We take a look at the most significant job announcements that will create employment here in Ireland now and over the next few years.
Accenture innovation centre opens, creating 100 jobs
Following the announcement last year that it would create 100 new highly skilled positions in Ireland, the Accenture Analytics Innovation Centre (AAIC) officially opened its doors for business at Grand Canal Plaza in Dublin 2 in May.
Backed by IDA Ireland, the centre will form part of a wider Accenture global network of nine innovation centres dedicated to the demonstration, research and development (R&D) and delivery of predictive analytics.

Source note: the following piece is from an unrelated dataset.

PR #250, opened 2024-04-17
Add a logger to log the calls to the Identity Provider

nacx:
This adds the `idp` logger that will log all the calls made to the Identity Provider such as the token endpoint calls. It also adds more information to some of the existing loggers. Currently, there are no means to see what requests are being made as part of the OIDC flow, and troubleshooting the responses from the IdP was challenging. This logger will facilitate better understand the flow.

Country managing director of Accenture Ireland Mark Ryan said the 100 jobs would be created over the next three years. He said the centre is now recruiting employees at all levels, from experienced management scientists and statisticians to graduates.

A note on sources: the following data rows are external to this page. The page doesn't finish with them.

PR #251, opened 2024-04-17
Cache well-known responses to avoid making too much calls to the IdP

nacx:
While working on https://github.com/istio-ecosystem/authservice/pull/250, I saw that authservice was calling many times the well-known endpoint for a single OIDC session. This is because we call it when initializing the OIDC handlers, and that is done per request to the Envoy ext-authz filter, and a single OIDC session may involve several requests, given the redirects, making several unnecessary calls to the IdP.

This PR caches the seen well-known requests, and returns them from the cache for subsequent requests. The well-known endpoints are usually stable and it is very rare that they change, so it should be fine to just cache them by default.


sergicastro (approved):
Nice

Employing people with backgrounds in statistic modelling and management science, the Dublin centre will deliver compliance and fraud-related analytics solutions to clients worldwide, addressing many of the key business challenges facing the public and private sector today, such as fraud, waste and error. The centre will also be a global showcase for Accenture analytical capabilities to clients who will visit from around the world.
Harmac to create 100 jobs in Roscommon
US firm Harmac Medical Products is to create 100 new jobs at its facility in Castlerea, Co Roscommon.
Recruitment is under way for the majority of the positions, with 20 roles already filled.
Harmac is making a significant investment in a 10,000 sq-foot expansion of its facility and the new jobs will come onstream over the next five years. This will bring total employment to 282 people once the expansion is complete.
The privately owned firm set up its Irish operation in 1998.
John Somers, CEO at Harmac, said: “Harmac’s investment in Castlerea and in the west of Ireland over the past 13 years has been a great success. We are proud to announce this major expansion to support our current customers and provide capacity for significant new opportunities.”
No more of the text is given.